Whenever a line in the records below holds the string "that", copy it out.

= Exercise materials =
---

PR #2929, opened 2020-06-25
Don't offer a minimum price of 1 gold for zero value items/services (#5484)

Capostrophic:
[Tracker ticket](https://gitlab.com/OpenMW/openmw/-/issues/5484)

This should be everything necessary to fix that.


psi29a:
Please update https://wiki.openmw.org/index.php?title=MCP :)

Capostrophic:
Okay.

PR #2930, opened 2020-06-25
Redistribute hits to carried left slot when possible (#5490)

Capostrophic:
[Tracked issue](https://gitlab.com/OpenMW/openmw/-/issues/5490)

Implement as described. I made an assumption that a torch doesn't count as a shield. Hopefully it's everything that should be necessary.


psi29a:
Update https://wiki.openmw.org/index.php?title=MCP please :)

Capostrophic:
Done.

PR #2932, opened 2020-06-25
Replace OpenThreads by std types

elsid:
Everywhere except [components/resource/scenemanager.cpp](https://github.com/OpenMW/openmw/blob/40ad87bc4de2c43be913d822e185c28537ad06e0/components/resource/scenemanager.cpp) where mutex field from osg class is used.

---

= Exercise answer =
This should be everything necessary to fix that.
Implement as described. I made an assumption that a torch doesn't count as a shield. Hopefully it's everything that should be necessary.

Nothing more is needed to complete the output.